It takes more than just time and skill to become a top freeride skier.
It also takes a keen eye and experience, which allow athletes to analyze their ideal line even when they are not allowed on course before a competition, as is the case at the Freeride Junior World Championships in Andorra.
Last weekend Whistler Freeride Club athlete Jackson Bathgate proved he had all the skills necessary to win taking top spot on the podium with a score of 91.75.
Bathgate placed 17th at last year's junior worlds, also in Andorra. Now he is two-for-three in European events, which allow only visual inspections leading up to the competition. He also won the El Dorado Freeride Junior competition in the week leading up to the world juniors.
"It feels surreal right now. It kind of feels like a dream. It's crazy to think that that day, I was the best (freeride junior) skier in the world," Bathgate said.
The 17-year-old said getting the extra time in Andorra allowed him to better acclimatize to the conditions, including the higher altitude.

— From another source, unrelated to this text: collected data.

PR #398, opened 2022-06-22
fabrics: Update controller authentication in nvmf_add_ctrl()

hreinecke:
When calling merge_config() in nvmf_add_ctrl() the controller
authentication key can't be updated reliably as it may already
been set. So update the controller with the correct key
manually.

Suggested-by: Sagi Grimberg <sagi@grimberg.me>

### DIFF
--- a/src/nvme/fabrics.c
+++ b/src/nvme/fabrics.c
@@ -596,8 +596,17 @@ int nvmf_add_ctrl(nvme_host_t h, nvme_ctrl_t c,
 					nvme_ctrl_get_host_iface(c),
 					nvme_ctrl_get_trsvcid(c),
 					NULL);
-		if (fc)
+		if (fc) {
 			cfg = merge_config(c, nvme_ctrl_get_config(fc));
+			/*
+			 * An authentication key might already been set
+			 * in @cfg, so ensure to update @c with the correct
+			 * controller key.
+			 */
+			if (fc->dhchap_key)
+				nvme_ctrl_set_dhchap_key(c, fc->dhchap_key);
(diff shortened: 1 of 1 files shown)


src/nvme/fabrics.c
```diff
@@ -596,8 +596,17 @@ int nvmf_add_ctrl(nvme_host_t h, nvme_ctrl_t c,
...
-		if (fc)
+		if (fc) {
 			cfg = merge_config(c, nvme_ctrl_get_config(fc));
+			/*
+			 * An authentication key might already been set
+			 * in @cfg, so ensure to update @c with the correct
+			 * controller key.
+			 */
+			if (fc->dhchap_key)
+				nvme_ctrl_set_dhchap_key(c, fc->dhchap_key);
```
igaw, line 607: Can't this logic be in merge_config() directly?

hreinecke: As mentioned, not really.
How should merge_config() decide whether to overwrite an existing value?
We have several cases to contend with:
a) Passing in the dhchap key from the command-line for 'nvme connect' _and_ having a value in the config file:
   -> should be overwritten
b) Passing in the dhchap key from the command-line for 'nvme connect-all' _and_ having a value in the config file:
  -> should not be overwritten, as the command line key refers to the discovery controller, not the I/O controller
So moving that into merge_config() will be cumbersome.

igaw: Got it. I neglected the fact merge_config is called twice... Though I think the merge_config function starts to smell... :)

PR #399, opened 2022-06-23
MI: Add kernel-doc documentation for MI API

jk-ozlabs:
This change adds kernel-doc documentation for the new definitions in `mi.h`, and a file-level header for general API information.

We also fix a misnamed argument found while writing the docs, added as a small prerequisite patch.

Let me know if I've missed any conventions from the core libnvme docs.

### DIFF
--- a/.github/workflows/doc.yml
+++ b/.github/workflows/doc.yml
@@ -14,7 +14,7 @@ jobs:
         uses: actions/checkout@v3
       - name: Check documentation format
         run: |
-          API_FILES="fabrics.h filters.h ioctl.h linux.h tree.h types.h"
+          API_FILES="fabrics.h filters.h ioctl.h linux.h mi.h tree.h types.h"
           for file in $API_FILES; do
             ./doc/kernel-doc -v -none src/nvme/$file 2>&1 | sed -r 's/^([^:]+):([0-9]+): (warning|error):/::\3 file=\1,line=\2::/g'
           done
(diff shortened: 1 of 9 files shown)


jk-ozlabs:
Just pushed an update, with a new `mi` doc base, as `doc/mi.rst.in`. However, I'm not 10% clear whether I need both the `.rst.in` and the `.rst`, so I've only inuded the former for now, as they just seem to be duplicates. Let me know if you need both though.

jk-ozlabs:
Just a bunch of amendments for typos; sorry for the noise, we should be good now!

jk-ozlabs:
> Not completely sure if we actually still need the `.rst` file

I've only added the `mi.rst.in` here, and everything seems to work OK. However, I have added the references to both `index.rst` and `index.rst.in` because I'm being cautious about what might be required :)

> Is this PR independent or is it ontop of our PR #396 ?

This is independent at the moment, so is based directly on the `master` branch. I have an update to #396 which will add the scan documentation to the new `mi.rst.in` (added by this change) as you've requested in that PR.

igaw:
Ok, let's merge this first in this case.

igaw:
It looks like these changes didn't make to readthedocs site:

  https://libnvme.readthedocs.io/en/latest/index.html

although it says the latest build was against this commit. Ah, this might be the reason 
why we have the `.rst` file also in the tree.

  https://readthedocs.org/api/v2/build/17255626.txt

jk-ozlabs:
Yep, that would seem to be the issue:

```
doc/index.rst:9: WARNING: toctree contains reference to nonexisting document 'mi'
```

I'll send an update.

igaw:
Maybe it is possible to trick readthedocs to run the `.rst.in` to `.rst` step. Then we could drop these files from the source tree.

PR #400, opened 2022-06-23
MI: reinstate nvme_mi_init_ep for endpoint initialisation in test

jk-ozlabs:
Ideally, we would be using the actual implementation of
nvme_mi_init_ep() for our tests, rather than open-coding it in the test
init.

This change exports the nvme_mi_init_ep from libnvme-mi.so, but it
remains excluded from the headers, as it's only intended for use in the
transport API. This means we can call it from the tests, but keep is
somewhat-internal.

We put this into a specific _TEST section of the version script, to keep
separate from the public symbols.

This prevents us from diverging the endpoint init process in our
testcases.

### DIFF
--- a/src/libnvme-mi.map
+++ b/src/libnvme-mi.map
@@ -19,3 +19,11 @@ LIBNVME_MI_1_1 {
 	local:
 		*;
 };
+# API exported only for libnvme-mi internal test functions. These should
+# not be used other than through the in-tree tests, and cannot be considered
+# at all stable.
+LIBNVME_MI_TEST {
+	global:
+		nvme_mi_init_ep;
+		nvme_mi_crc32_update;
+};
--- a/test/mi.c
+++ b/test/mi.c
@@ -30,18 +30,6 @@ struct test_transport_data {
 
 static const int test_transport_magic = 0x74657374;
 
-static __u32 crc32_update(__u32 crc, void *data, size_t len)
-{
-	int i;
-
-	while (len--) {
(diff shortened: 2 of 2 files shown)


igaw:
Do you want to add the crc32 method as well?

igaw:
And please add a fat comment in the map file to warn anyone depending on this symbol!

jk-ozlabs:
OK, will add crc32 too, good plan. Means we'll be testing more of the actual code.

igaw:
Just got another idea: What about just have a separate library linked for testing only? 

```meson
libnvme_mi_test = library(
   [...]
   link_args: ['-Wl,--version-script=' + mi_version_script_arg],
   [...]
)
```
and only have the internal exposed in libnvme_mi_test (updating the mi_version_script_arg)

jk-ozlabs:
Yep, could do - we could even drop `--version-script` for the `libnvme-mi-test.so` build, making all symbols global, perhaps.

This is all conditional on the coverage getting detected across the two builds though, I guess. Any reliable way to test this?

igaw:
I think you run 

`rm -rf obj && meson setup obj -Db_coverage=true --werror && meson test -C obj && ninja -C obj coverage --verbose`

locally you should see the coverage report. I assume it will work as the source files match?

jk-ozlabs:
Yep, that seems to work well. Proposed in https://github.com/linux-nvme/libnvme/pull/403

igaw:
Cool thanks!

PR #402, opened 2022-06-23
doc: check-in processed mi.rst

jk-ozlabs:
It looks like the generated doc output on readthedocs.io requires the
processed .rst output to be present in the repo, so check it in.


igaw:
This did the trick. readthedocs now shows the new chapter: https://libnvme.readthedocs.io/en/latest/

PR #403, opened 2022-06-23
test: define separate library for MI unit tests

jk-ozlabs:
We previously exposed a couple of internal functions for libnvme-mi.so
in ce4a044720. However, Daniel Wagner has suggest instead using a
separate shared library with all symbols visible, just for the unit
test.

This change reverts the symbol visibility changes for the installed
libnvme-mi.so, and defines a separate, non-installed library for the MI
unit tests. This is the same as libnvme-mi.so, but has no linker script
or versioning information.

This means we're not exposing the init_ep and crc32 functions in the
actual .so, but can still allow unit tests to access non-public symbols.
The coverage reports can handle the separate library just fine, as the
coverage data is correlated on the underlying source files.

### DIFF
--- a/src/libnvme-mi.map
+++ b/src/libnvme-mi.map
@@ -19,11 +19,3 @@ LIBNVME_MI_1_1 {
 	local:
 		*;
 };
-# API exported only for libnvme-mi internal test functions. These should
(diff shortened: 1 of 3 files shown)


igaw:
Yep, let's go with this and see what happens :)

PR #407, opened 2022-06-28
test: Add tests for mi-mctp layer

jk-ozlabs:
This series adds a set of initial tests for the mi-mctp code, by intercepting the socket calls and replacing them with a test-defined set of device interactions.

This means we can test the MI layer on systems with no `AF_MCTP` support too.

Comments welcome - particularly around the way we abstract the socket interface. This means that `socket`, `sendmsg` and `recvmsg` go through an indirect function call, to allow the tests to override.


jk-ozlabs:
Boo:

```
../test/utils.c:63:2: error: ignoring return value of ‘ftruncate’, declared with attribute warn_unused_result [-Werror=unused-result]
   63 |  ftruncate(fileno(logfd), 0);
```

(fix coming right up!)

jk-ozlabs:
> This means that `socket`, `sendmsg` and `recvmsg` go through an indirect function call, to allow the tests to override.

... and maybe we could use something similar for the `ioctl` interface too?

jk-ozlabs:
Just pushed a minor change: we no longer need the `-Wl,wrap=` link arguments - they were for an earlier version that linked directly with the `src/nvme/*.o` files, which we no longer do as of 0f6ee9b8b .

igaw:
I really like this. I was already discussion with @hreinecke about different strategy for testing. One thing we should do is to avoid unnecessary syscalls when possible. E.g. the whole scanning code just needs to walk the sysfs tree. Though we still would need to do a syscall. With your idea to mock the syscalls we could even test those code paths.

"It definitely helps to get the lay of the land. You weren't so affected by the altitude on top. The hike up wasn't such a big deal," Bathgate said. "The first run was definitely pretty tough with the altitude difference.
"It's definitely harder to get into a good mindset when you're having trouble breathing to get up."
WFC head coach Derek Foose explained though Bathgate drew to be the first skier down, officials opted to let his preferred side of the mountain get some sun and allow for better riding before sending him down. After the section was tested, Bathgate went and shredded his run.
"I was hoping it softened up by the time I dropped in because it was pretty icy in the morning and it was not very workable," Bathgate said. "I dropped 14th and there was a forerunner that went down the left-hand side of the venue just before me. I got the radio up from Derek that said that it looked good to go and my line was a go."
During his run, Bathgate charged some massive drops and handled them impressively, pulling off a late-run 360 before sending it from a daunting cliff to sew up first spot.
Even knowing what Bathgate can accomplish, Foose was impressed by his charge's showing to place him six full points up on fellow Canadian Nigel Ziegler and over seven points up on bronze-medallist Xander Guldman of the United States.
"He nailed exactly the plan that we set out, which is rare in freeskiing," Foose said. "It was to the letter what our plan was and that's pretty cool for a visual inspection. He was fast. He was progressive and definitely right on the plan. I'm pretty happy with that."
In his preparations for the year, Bathgate looked to last year's world juniors, where a crash put him off-line and he never fully recovered. With so many different options available to ski here in Whistler, Bathgate and his teammates scoured unfamiliar areas of Blackcomb Mountain to develop their skills. It paid off.
"We worked on that a lot in the early season this year to try to get it more dialed than last year so I knew where I was going and I could ski how I wanted to ski instead of worrying about where I was on the face," he said. "We went out to a lot of places where I'd never skied very much and didn't know — it was like a foreign mountain."
Foose noted that entering the competition on a win was huge for Bathgate, who was overcoming a disappointing result at the North American Junior Freeride Championships.
"(The win) had a huge impact on him. He came out feeling so good and so confident he could win an event over there and also that he could win an event at all," Foose said. "The last contest that he did before was North American championships last year and he fell. It was nice to have a successful comp run in the bag before your worlds run."
Bathgate will rejoin the rest of the WFC, including twin brother Cooper, this weekend at Kicking Horse Resort. Though the grandeur of the worlds comes relatively early in the year, with so many strong Canadian competitors, Foose anticipates Bathgate will be well tested here at home. In addition to Canadians taking the top two spots in Andorra, fellow Canuck Sam Kuch was fourth, WFC teammate Tom Peiffer was 12th and Jeff Ashton was 21st.
"There's definitely a little anti-climax moving on next weekend to Kicking Horse. There's not going to be a helicopter in the air. There's not going to be live scoring or a live webcast," Foose said. "But at the same time, each event is as important as the last one and on the plus side, Jack's got a ton of confidence now going in but none of them are easy.
"The Canadian freeride scene in Kicking Horse was one of the craziest, gnarliest competitions of the year anywhere last year. The top 20 guys in Canada often would be the top 20 guys at worlds, so it's not going to be any easier. He's got (twin) Coop(er) back in the mix now and all the other guys who didn't get into worlds."